85-6085-99　［取扱停止］Immunodeficiency Virus GP41 Protein, Recombinant, His-Tag [HIV-1/Group O] 100ug　497163

特徴

• Human immunodeficiency virus (HIV) is a retrovirus (genus Lentivirus) with a single-stranded, positive-sense RNA genome. Upon entry of the target cell, the viral RNA genome is converted to double-stranded DNA by a virally encoded reverse transcriptase that is present in the virus particle. This viral DNA is then integrated into the cellular DNA by a virally encoded integrase allowing the genome to be transcribed. Once the virus has infected the cell, two pathways are possible: either the virus becomes latent and the infected cell continues to function, or the virus becomes active and replicates, and a large number of virus particles are liberated to infect other cells. Infection with HIV leads to a condition in which the immune system begins to fail, leading to opportunistic infections. HIV primarily infects cells in the human immune system including CD4 T cells, macrophages and dendritic cells. Infection subsequently results in low levels of CD4 T cells via direct viral killing of infected cells, increased rates of apoptosis in infected cells and killing of infected CD4 T cells by CD8 cytotoxic lymphocytes that recognize infected cells. When CD4 T cell numbers decline below a critical level, cell-mediated immunity is lost, and the body becomes progressively more susceptible to opportunistic infections.
• Gp41 also known as glycoprotein 41 is a subunit of the envelope protein complex of human immunodeficiency virus (HIV). It is a transmembrane protein that contains several sites within its ectodomain that are required for infection of host cells and as a result it has received much attention as a potential target for HIV vaccines. Essentially, gp41 mediates fusion between viral and cellular membranes (Chan et al., 1997). Gp41 is coded with gp120 as one gp160 by the env gene of HIV. Gp160 is then extensively glycosylated and proteolytically cleaved by a host cellular protease, furin. The high glycosylation of the env coded glycoproteins allows them to escape the human body’s immune system. Gp41 is less glycosylated that gp120 and more conserved (less prone to genetic variations). Once gp160 has been cleaved into its individual subunits, the subunits are then associated non-covalently on the surface of the viral envelope.
• When they are non-covalently bound to each other Gp41 and gp120 form the envelope spike complex, composed of a heterotrimer of three gp41 and three gp120. The complex is responsible for the attachment, fusion, and ultimately the infection of host cells. Gp120 sits on the surface of the viral envelope and gp41 is the transmembrane portion of the spike complex with part of the glycoprotein buried within the viral envelope. The membrane-proximal external region (MPER) is a highly conserved region of gp41 subunit near the viral envelope surface, and plays a key role in membrane fusion. It is seen as an attractive vaccine target using broadly neutralizing antibodies (bNAbs) or non-neutralizing, yet protective, antibodies (Liu et al., 2018).

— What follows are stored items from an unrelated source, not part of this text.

PR #1576, opened 2020-05-24
Fix #1573 by upgrading SkiaSharp version, add test

### LINKED ISSUE #1573: Disposing a SkiaRenderContext can mess up fonts from another SkiaRenderContext instance
The following test fails at the last Assert:

        [Test]
        public void TestDisposal()
        {
            var plotModel = (IPlotModel)ShowCases.CreateNormalDistributionModel();
            ((PlotModel)plotModel).Background = OxyColors.White;
            ((PlotModel)plotModel).DefaultFont = "Arial";
            plotModel.Update(true);

            string ExportToBitmap(string fileName, SkiaRenderContext context)
            {
                using var bitmap = new SKBitmap(800, 600);
                using var canvas = new SKCanvas(bitmap);

                context.SkCanvas = canvas;
                canvas.Clear(plotModel.Background.ToSKColor());
                plotModel.Render(context, new OxyRect(0, 0, 800, 600));

                var path = Path.Combine(this.outputDirectory, fileName + ".png");
                using var fileStream = File.OpenWrite(path);
                using var skStream = new SKManagedWStream(fileStream);
                SKPixmap.Encode(skStream, bitmap, SKEncodedImageFormat.Png, 0);

                return path;
            }

            using var renderContext = new SkiaRenderContext() { RenderTarget = RenderTarget.PixelGraphic };
            var path1 = ExportToBitmap("export1", renderContext);

            string path2;
            using (var renderContext2 = new SkiaRenderContext() { RenderTarget = RenderTarget.PixelGraphic })
            {
                path2 = ExportToBitmap("export2", renderContext2);
            }

            var path3 = ExportToBitmap("export3", renderContext);

            Assert.IsTrue(File.ReadAllBytes(path1).SequenceEqual(File.ReadAllBytes(path2)));
            Assert.IsTrue(File.ReadAllBytes(path1).SequenceEqual(File.ReadAllBytes(path3)));
        }

export1.png (identical to export2.png, only relevant part):
image

export3.png (only relevant part) - font family, font weight and text shaping is broken:
image

- The issue persists regardless of `UseTextShaping==true` or not
- When `renderContext2` is disposed, it also disposes its cached fonts, see:
https://github.com/oxyplot/oxyplot/blob/7329013d6f48331e42b81c4315cd13fb5a82bb8f/Source/OxyPlot.SkiaSharp/SkiaRenderContext.cs#L473)
- Disposing the fonts seems to also destroy the native resources for the `SKFont` instances of `renderContext1`
- This may be a bug on SkiaSharp side, or just a misuse on our side. Maybe we are not supposed to cache `SKFont`s? (even though I read somewhere that you should do this for performance)
- I will investigate this some more and possibly create an issue over at SkiaSharp if I can't make sense of it

Jonarw:
Fixes #1573 .

### Checklist

- Upgrade SkiaSharp from 1.68.1.1 to 1.68.3. This fixes the issue.
- Add a test that reproduced the issue with the older SkiaSharp version

@oxyplot/admins

### DIFF
--- a/Source/OxyPlot.SkiaSharp.Tests/PngAssert.cs
+++ b/Source/OxyPlot.SkiaSharp.Tests/PngAssert.cs
@@ -1,0 +1,140 @@
+﻿// --------------------------------------------------------------------------------------------------------------------
+// <copyright file="PngAssert.cs" company="OxyPlot">
+//   Copyright (c) 2014 OxyPlot contributors
+// </copyright>
+// <summary>
+//   Provides assertions on image files.
+// </summary>
+// --------------------------------------------------------------------------------------------------------------------
+
+namespace OxyPlot.SkiaSharp.Tests
+{
+    using global::SkiaSharp;
+    using NUnit.Framework;
+    using OxyPlot.SkiaSharp;
+    using System.IO;
+
+    /// <summary>
+    /// Provides assertions on image files.
+    /// </summary>
+    public static class PngAssert
+    {
+        /// <summary>
+        /// Determines if the images at the specified paths are equal.
+        /// </summary>
+        /// <param name="expected">Path to the expected image.</param>
+        /// <param name="actual">Path to the actual image.</param>
+        /// <param name="message">The message.</param>
+        /// <param name="output">The output difference file.</param>
+        public static void AreEqual(string expected, string actual, string message, string output)
+        {
+            var expectedImage = LoadImage(expected);
+            var actualImage = LoadImage(actual);
+
+            if (expectedImage == null)
+            {
+                EnsureFolder(expected);
+                File.Copy(actual, expected);
+                Assert.Fail("File not found: {0}", expected);
+            }
+
+            if (expectedImage.GetLength(0) != actualImage.GetLength(0))
+            {
+                Assert.Fail("Expected height: {0}\nActual height:{1}\n{2}", expectedImage.GetLength(0), actualImage.GetLength(0), message);
+            }
+
+            if (expectedImage.GetLength(1) != actualImage.GetLength(1))
+            {
+                Assert.Fail("Expected width: {0}\nActual width:{1}\n{2}", expectedImage.GetLength(1), actualImage.GetLength(1), message);
+            }
+
+            var w = expectedImage.GetLength(0);
+            var h = expectedImage.GetLength(1);
+            var differences = 0;
+            var differenceImage = new OxyColor[w, h];
+            for (var i = 0; i < h; i++)
+            {
+                for (var j = 0; j < w; j++)
+                {
+                    if (!expectedImage[j, i].Equals(actualImage[j, i]))
+                    {
+                        differences++;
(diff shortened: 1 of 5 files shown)


Source/OxyPlot.SkiaSharp.Tests/PngAssert.cs
```diff
@@ -0,0 +1,140 @@
...
+                    Path.GetFullPath(actual),
+                    Path.GetFullPath(output));
+            }
+        }
+
+        /// <summary>
+        /// Ensures that the folder for the specified path exists.
+        /// </summary>
+        /// <param name="path">The path to a file.</param>
+        private static void EnsureFolder(string path)
```
VisualMelon, line 104: I'd prefer a name which indicates we are creating the directory for the given file, rather than ensuring the given directory exists. Something like `EnsureDirectoryForFile` or something, I don't have any especially good suggestions.

Err... just realised that boat sailed in 2014. Nevermind ;)

Source/OxyPlot.SkiaSharp.Tests/PngAssert.cs
```diff
@@ -0,0 +1,140 @@
+﻿// --------------------------------------------------------------------------------------------------------------------
+// <copyright file="PngAssert.cs" company="OxyPlot">
+//   Copyright (c) 2014 OxyPlot contributors
+// </copyright>
+// <summary>
+//   Provides assertions on image files.
+// </summary>
+// --------------------------------------------------------------------------------------------------------------------
+
+namespace OxyPlot.Wpf.Tests
```
VisualMelon, line 10: Wrong namespace

Source/OxyPlot.SkiaSharp.Tests/SkiaRenderContextTests.cs
```diff
@@ -0,0 +1,66 @@
...
+                using var canvas = new SKCanvas(bitmap);
+
+                context.SkCanvas = canvas;
+                canvas.Clear(SKColors.White);
+                plotModel.Render(context, new OxyRect(0, 0, 800, 600));
+
+                var path = Path.Combine(this.outputDirectory, fileName + ".png");
+                using var fileStream = File.OpenWrite(path);
+                using var skStream = new SKManagedWStream(fileStream);
+                bitmap.Encode(skStream, SKEncodedImageFormat.Png, 0);
```
VisualMelon, line 46: Doesn't seem to exist in the old version of skia, but the test looks fine ;)

Source/OxyPlot.SkiaSharp.Tests/PngAssert.cs
Jonarw: Yeah... I pretty much just copy&pasted this file, so I'd suggest we leave this as is for now. Maybe we can find a way in the future to share this with `OxyPlot.Wpf.Tests`.

Jonarw:
(fixed namespace and squashed)

VisualMelon:
Looks good to merge to me.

• HIV integrase catalyzes viral DNA integration into the host chromosome, by performing a series of DNA cutting and joining reactions. It is one of three enzymes of HIV, the others being the Reverse Transcriptase and the Protease. The enzyme activity takes place after virion entry into a cell and reverse transcription of the RNA genome in dsDNA. The full length HIV-1 integrase (288aa) has three domains: the N-terminal domain has a His2Cys2 motif which chelates zinc, the core domain has the catalytic DDE motif which is required for its enzymatic activity, and the C-terminal domain has an SH3-like fold which binds DNA nonspecifically. Although all three domains are required for integration, it is thought that the catalytic core domain contains the active site responsible for catalysis of all the reactions of integration/disintegration. The C-terminal domain confers the capacity to bind both viral and host DNA. The structure and function of the N-terminal domain are presently unknown, but it contains a His2Cys2 zinc binding motif, suggesting a possible interaction with nucleic acid. HIV integrase is a 32kD protein produced from the C-terminal portion of the Pol gene product, and is an attractive target for anti-HIV drugs.
• Source:Recombinant protein corresponding to Immunodeficiency Virus GP41 Protein, fused to His-Tag at C-terminal, expressed in E. coli.
• Applications:Suitable for use in Western Blot, Lateral Flow and ELISA. Other applications not tested.
• Recommended Dilution:Optimal dilutions to be determined by the researcher.
• Molecular Weight:~13kD
• Storage and Stability:May be stored at 4°C. For long-term storage, aliquot and store at 4°C. Do not freeze. For maximum recovery of product, centrifuge the original vial prior to removing the cap. Further dilutions can be made in assay buffer.